Magneto-Inertial Fusion: A Promising Path Toward Burning Plasmas in the Laboratory*

Magnetic fields have been widely embraced since the dawn of controlled fusion research, yet their benefits in inertially confined plasmas have proven challenging to demonstrate in the laboratory. The first tests of Magnetized Liner Inertial Fusion, or MagLIF [Gomez et al., PRL 113, 155003 (2014)], represented a major step forward in fusion research, demonstrating that magnetic fields could be a positive force for tailoring inertially confined plasmas and diversifying the spectrum of approaches aimed at producing burning plasmas.

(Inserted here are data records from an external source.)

Issue #941, opened 2026-07-27
Contract ledger and 13 cross-target fixtures cite the deleted `emit_wasm` runtime tree


O6lvl4:
## Summary

`crates/almide-codegen/src/emit_wasm/` no longer exists (the v1 / `almide-mir` trust-spine became the only wasm path), but 16 files still point readers at files inside it: 3 citations in `docs/contracts/contracts.toml` and 13 in `spec/wasm_cross/*.almd` headers.

Dead paths cited:

```
crates/almide-codegen/src/emit_wasm/rt_dragon.rs
crates/almide-codegen/src/emit_wasm/rt_dec2flt.rs
crates/almide-codegen/src/emit_wasm/rt_string_case.rs
crates/almide-codegen/src/emit_wasm/rt_string_extra.rs
```

Neither the directory nor any `*dragon*` file survives anywhere under `crates/`:

```bash
ls -d crates/almide-codegen/src/emit_wasm   # No such file or directory
find crates -name '*dragon*'                # (nothing)
```

## Example

C-023's statement says the wasm runtime "implements Dragon4 with exact big-integer arithmetic (rt_dragon.rs)", and `spec/wasm_cross/float_shortest_roundtrip.almd` opens with:

```
// The WASM runtime implements Dragon4 with exact
// big-integer arithmetic (crates/almide-codegen/src/emit_wasm/rt_dragon.rs).
```

The contract itself is fine and the fixture passes — only the pointer to the implementation is stale.

## Why the gate misses it

`scripts/check-contracts.sh` validates that every `evidence.path` exists on disk and that the fixture↔contract link is bidirectional. It does not look at paths mentioned inside `statement` prose or fixture comment headers, so these rot silently.

## Suggested fix

1. Repoint the 4 filenames at their current homes under `crates/almide-mir/src/render_wasm/`.
2. Optionally extend the gate to flag `crates/...` -shaped strings in contract statements and fixture headers that do not resolve — the same class of hole as #938 (`since` declared REQUIRED but never checked).

Found while verifying the wasm guide's cross-target claims for the docs site; the guide now cites contract IDs rather than source paths for this reason.

PR #952, opened 2026-07-28
Build each cross-target fixture once instead of six times

O6lvl4:
Three gates ask three different questions about the same 318 fixtures in `spec/wasm_cross/`, and each walked the corpus itself:

| gate | question | builds per fixture |
|---|---|---|
| `wasm_cross_target_spec` | native == wasm | native + wasm |
| `interp_cross_target_spec` | interp == native == wasm | native + wasm ← both duplicates |
| `wasm_opt_parity_spec` | wasm == wasm-opt | wasm + wasm-opt ← plain wasm duplicate |

**1908 builds, of which 954 were redundant.** They now share one lazily-built table of legs, so the corpus costs native + wasm + wasm-opt — half the builds.

**384s → 205s locally (47%)**, matching the predicted halving.

## Why they had to move into one binary

Each `tests/*.rs` compiles to a **separate process**, so a cache in one cannot serve another. That is the whole reason the wasm-opt and interp gates were relocated rather than left where they were. `almide-interp` was already a regular dependency of the root package, so there was no crate-boundary obstacle.

Relocating also **deleted duplicated code**: the interp harness carried its own copies of `run_native_capture` / `run_wasm_capture` / `build_scratch` — ~90 lines mirroring the root helpers. Net **−138 lines**.

## What was deliberately preserved

These are the project's core correctness gates. A refactor that quietly weakened one would cost far more than the minutes it saved, so:

- **Every classification arm was moved verbatim.** Only the source of the legs changed.
- **`interp_abstain_ledger` does not touch `corpus()`.** Its value comes from being backend-free — it never self-skips on a missing `almide` binary or wasmtime. Reading the shared table would trigger 318 native+wasm builds and destroy exactly that property. Enforced in code and stated in the comment.
- **`wasm-opt` stays optional.** Absent, only the parity gate skips; the other two still have everything they need.
- **A wasm build/run panic is still surfaced**, via a sentinel leg each gate reports in its own words rather than swallowing.

## Verification — verdicts, not just timings

Captured each gate's summary before the change and compared after. All four identical:

```
wasm_cross_target_spec    318 equal, 0 tracked-divergence, 0 stale-allow, 0 unexpected
wasm_opt_parity_spec      318 equal, 0 mismatch
interp_cross_target_spec  318 fixtures | 176 interp==native==wasm | 142 skipped | 0 split | 0 dissent
interp_abstain_ledger     318 fixtures | 176 evaluated | 142 abstained (ledgered)
```

Regenerating the abstain ledger moved **zero entries** — the only diff was the two header lines documenting the new command. Independent confirmation that the interp leg's verdicts are unchanged.

`cargo test --workspace` (the CI command): 92 suites, 1823 tests, 0 failures.

## References repointed

Nine places still named the deleted files — `docs/ARCHITECTURE.md`, three roadmap docs, `src/cli/build.rs`, `.github/workflows/ci.yml`, `crates/almide-interp/CLAUDE.md` and `Cargo.toml`, plus the ledger header. Leaving them would have reproduced the exact dead-citation problem #941 just fixed.

The load-bearing one: the ledger's regeneration command was `cargo test -p almide-interp interp_abstain_ledger`, which after the move **runs nothing**. Now `--test wasm_runtime_test`, and verified by actually running it.

`almide-interp`'s `tempfile` dev-dependency went unused once the duplicated capture helpers were deleted, so it is gone too.

## Sizing note

An earlier estimate in #951 put this at "~10 minutes". That was wrong — it extrapolated a local ratio to CI. The measured CI breakdown after #951 showed the interp gate already down to 1.70 min, and the real duplication was the third gate (`wasm_opt_parity_spec`, 3.07 min) which that estimate had not accounted for at all. The 47% here is measured, not projected; what it converts to in CI will be visible in this PR's own `Test Rust` timing.


O6lvl4:
Rebased onto develop (post-v0.40.1) with the semantics that landed since this PR was written carried INTO the unified architecture — a naive rebase would have reintroduced the #991 bug class this PR predates:

- **#998 semantics ported to the shared leg builder** (`p4_corpus.rs`): a guest exit 127 is a comparable observable (`Ok(o) => Some`, `Err => None` — spawn failure only), and a mid-run wasmtime spawn failure becomes a `<wasmtime-spawn-failed>` SENTINEL LEG like the panic sentinel — never the old `return None` that silently skipped every gate over every fixture (the mid-corpus green-return, which this PR had centralized).
- The equality gate reports both sentinels as that fixture's failure and continues; the parity/interp gates surface them as visible divergences.
- ci.yml composed cleanly with the re-armed gates from #995/#1009 (delta vs develop: one comment line).
- interp CLAUDE.md conflict resolved to the relocated-gate wording.

Re-verified on the rebase: **75 passed / 0 failed in 225s** (all three gates, one corpus walk, real wasmtime + wasm-opt) vs ~380s for the pre-unification split on the same machine — the halving claim holds on the current 324-fixture corpus.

In this talk, I review the key advantages of Magneto-Inertial-Fusion (MIF) approaches like MagLIF for achieving fusion conditions and the opportunities and challenges to reaching those conditions with pulsed power through magnetically driven implosions. With help from a new and comprehensive theoretical framework describing the physics of MIF implosions, I summarize our present-day understanding of several important processes affecting target performance and define a general approach to scaling MIF concepts to higher yields that minimizes deviations away from the physical regimes we can access on present-day facilities. I place the greatest focus on performance-limiting processes appreciated by the broader plasma physics community, including magnetohydrodynamic instabilities and energy transport effects, and provide examples of innovative steps we have taken to understand and control the risks associated with these processes. All paths toward burning plasmas will benefit from continued improvements to the tools used to model, diagnose, and analyze experiments, and I emphasize these opportunities throughout the talk in the context of recent achievements and outstanding questions where greater community engagement could lead to new breakthroughs.